| SUPPLIED DATA |
------------------------------------
PR #1580, opened 2026-03-13
Restore ManifoldCAD PWA paths and manifest metadata

israrkhan921:
This updates ManifoldCAD PWA configuration so it works reliably in local/dev and non-root hosting setups.

What changed
1. Switched PWA asset references from root-absolute paths to relative paths.
2. Updated service worker registration to use a URL resolved from the current module and a sane app scope.
3. Added screenshot form factors in the manifest so install UI checks pass on desktop.
4. Added optional manifest fields recommended by DevTools:
- protocol_handlers
- display_override

Files touched
- editor.js
- index.html
- manifest.json

Why
The previous setup assumed root deployment for manifest/service worker/icon URLs. That can break PWA behavior when served from subpaths. This change keeps behavior the same for root hosting and fixes path resolution for other environments.

Manual verification
1. Start editor locally and open http://localhost:5173/
2. DevTools → Application → Manifest
- manifest loads correctly
- screenshots show wide and narrow form factors
3. DevTools → Application → Service Workers
- service worker registers successfully
- update on reload works as expected
4. Reload once online, then offline reload confirms app shell caching behavior

PR #1583, opened 2026-03-14
Follow-up fix for deployed PWA service-worker path and type-fetch 404 noise

israrkhan921:
After #1580, deployment testing found issues not seen locally.
This PR focuses only on deployment reliability and 404-noise reduction.
It registers the service worker relative to the current page URL (with explicit registration error logging), keeps ManifoldCAD typings local while preventing unnecessary manifold-3d CDN probes, and hardens the service-worker fetch path by handling only GET requests, adding network try/catch with cache fallback, plus skipWaiting()/clients.claim() for faster updates.
 The expanded type-indicator timing/state-machine changes were removed from this PR to keep scope small and reviewable; indicator UX changes can be proposed separately if needed.

### DIFF
--- a/bindings/wasm/examples/editor/editor.js
+++ b/bindings/wasm/examples/editor/editor.js
@@ -344,91 +344,8 @@ async function createEditor() {
   }
 
   // Initialize auto typing on monaco editor.
-  let typeIndicator = document.getElementById('type-indicator');
-  if (!typeIndicator) {
-    console.warn(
------------------------------------
| BRIEF |
Show each line of the material above where "only" occurs.

| RESULT |
This PR focuses only on deployment reliability and 404-noise reduction.
It registers the service worker relative to the current page URL (with explicit registration error logging), keeps ManifoldCAD typings local while preventing unnecessary manifold-3d CDN probes, and hardens the service-worker fetch path by handling only GET requests, adding network try/catch with cache fallback, plus skipWaiting()/clients.claim() for faster updates.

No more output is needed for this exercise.